How old are they? Are they both female? Have they been spayed/neutered? How many boxes do you have?


----------



## **Ashley** (Aug 29, 2006)

coaster said:


> How old are they? Are they both female? Have they been spayed/neutered? How many boxes do you have?


They are both around 2 years old, both female, both have been spayed, and I have a giant box, its a rubbermaid container, not an actual litterbox.


----------



## coaster (Dec 1, 2004)

Mmmmmm.....well, that eliminates the most likely causes: dominant marking by a male cat (though a female can do this too -- cats leave their scat here and there outside to mark their territory); or immature cat not covering his/her feces because hasn't learned to do it yet.
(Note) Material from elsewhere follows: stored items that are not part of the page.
PR #20, opened 2015-04-04
Make source jars in sourcepath available

confile:
Make source jars in sourcepath available. Using the translateSourcepaths property makes it possible to add additional source jars for translation.

### DIFF
--- a/j2objc.gradle
+++ b/j2objc.gradle
@@ -128,6 +128,10 @@ class J2objcPluginExtension {
     String translateIncludeRegex = null
     // TODO: consider moving to include(s) / exclude(s) structure as used for filetree
 
+    // addition source paths for the translation task, 
+    // e.g., ${projectDir}/libSrc/dagger-2.0-SNAPSHOT-sources.jar:${projectDir}/libSrc/javax.inject-1-sources.jar
+    String translateSourcepaths = null
+
     // COMPILE
     // Flags copied verbatim to j2objcc command
     String compileFlags = "-ObjC -lguava -ljavax_inject -ljre_emul -ljsr305 -ljunit -lmockito"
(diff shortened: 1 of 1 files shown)


j2objc.gradle
```diff
@@ -128,6 +128,10 @@ class J2objcPluginExtension {
     String translateIncludeRegex = null
     // TODO: consider moving to include(s) / exclude(s) structure as used for filetree
 
+    // addition source paths for the translation task, 
+    // e.g., ${projectDir}/libSrc/dagger-2.0-SNAPSHOT-sources.jar:${projectDir}/libSrc/javax.inject-1-sources.jar
+    String translateSourcepaths = null
+
```
brunobowden: The ideal is to make it easy to use dagger2, so people can easily adopt it. What's the best way to do this? For example, can the script detect that dagger2 is being used and automatically make the change you described in the comment.

If you think it's appropriate to wait until dagger2 is out of beta, then add a comment to do this later and how it would be best done.

j2objc.gradle
```diff
@@ -377,6 +381,12 @@ class J2objcTranslateTask extends DefaultTask {
         project.delete destDir.path
 
 	def sourcepath = "${project.file("src/main/java").path}:${project.file("src/test/java").path}"
+	
+	// add additional sourcepaths
+	if (project.j2objcConfig.translateSourcepaths) {
+		println "Add to sourcepath: ${project.j2objcConfig.translateSourcepaths}"
+		sourcepath += ":${project.j2objcConfig.translateSourcepaths}"
+	}
```
brunobowden: I've noticed several repeated code sections that could have an extract method refactoring...

```
if (XXX) {
    println "Added: " + XXX
    return ":" + XXX
} else {
    return ""
}
```

brunobowden:
Lastly, just to confirm is this needed for the cycleFinder?

confile:
I do not think we need this for cycleFinder because We would not have any chance to change lib sources. If you include it for cycleFinder it would not matter if you find any cycles. You can't change them.

confile:
@brunobowden Still have have problems with translation of dependent source files for dagger2 (See: https://github.com/google/j2objc/issues/513) may be you have an idea what to do?

j2objc.gradle
confile: I did not see how to make this extern since the inner part is doing things different all the time. Considering the println and checking if the variable is set you are right.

So, I don't know what to say. The mostly likely thing to try at this point is another litterbox. Maybe a box with finer-grained litter. One of the cats might not like scratching the litter you use now. That's what I'd try at this point.


----------



## TAsunder (Apr 6, 2004)

My calico does this sometimes but only in one litterbox. It appears that she needs about 2 feet of nothing around the litterbox before she will properly cover it up. The litterbox she has trouble with is in a closet next to some boxes, and when she is done, she makes scraping motions on the boxes as if there is litter there. The other boxes have clearance around them and she is much better about covering up.

My other cat has a different approach, and smells the litter to make sure hsi scent is gone. The calico seems to just sort of thing the physical motion is what matters.

Also worth noting, the calico is especially stinky.


----------



## coaster (Dec 1, 2004)

Ha ha ... my calico does something like that, too. I wonder if that's a calico thing? I have high-sided boxes and Mellie can easily spend 10 minutes scratching the _sides_ of the box after she's done her thing and already covered it up. :lol:


----------



## nklincoln (Aug 2, 2005)

Molly Girl has a litter box for Poop and another for Pee. Pee box has puppy pads as she doesn't want to get her dainty paws dirty. The Poop box has litter but heaven for bid if she poops and I don't clean it fast enough and she needs to go again she will use her pee box and if that is dirty she will poop on the carpet. She never has covered her mess and she is 14 years old. She is the queen and I am here to serve her every need.


----------



## MattH (Oct 26, 2005)

yep...dorn does that too... he digs and digs....and digs and digs....

good thing he has a few inches of litter in there....i think thats why he does it....quite comical too....


----------



## Frenchy (May 12, 2006)

My cat Samson doesn't cover his poop either, and it stinks to all high H-E-double hockey sticks. I have two litter boxes and he's 1.5 years old. I just clean the darn thing out often though, so it doesn't stink up my house. The funny part is, he will scratch at the area around the litter box, but not actually in the litter box. I mean he'll do a little digging before he goes potty, but not after. After, him and the new kitten, will scratch at the outside of the side of the box, the wall, the floor, but never cover anything up.


----------



## kitkat (Sep 22, 2003)

My cat Sugar sometimes doesn't cover and it stinks really bad. Sometimes if we startle her while she is doing her litterbox duties, she will just jump out and not even bother. Sometimes I go in after her and while she's perched on the edge of the litterbox staring at the stuff, I fling some litter over it and she looks at me do it like it's my duty. 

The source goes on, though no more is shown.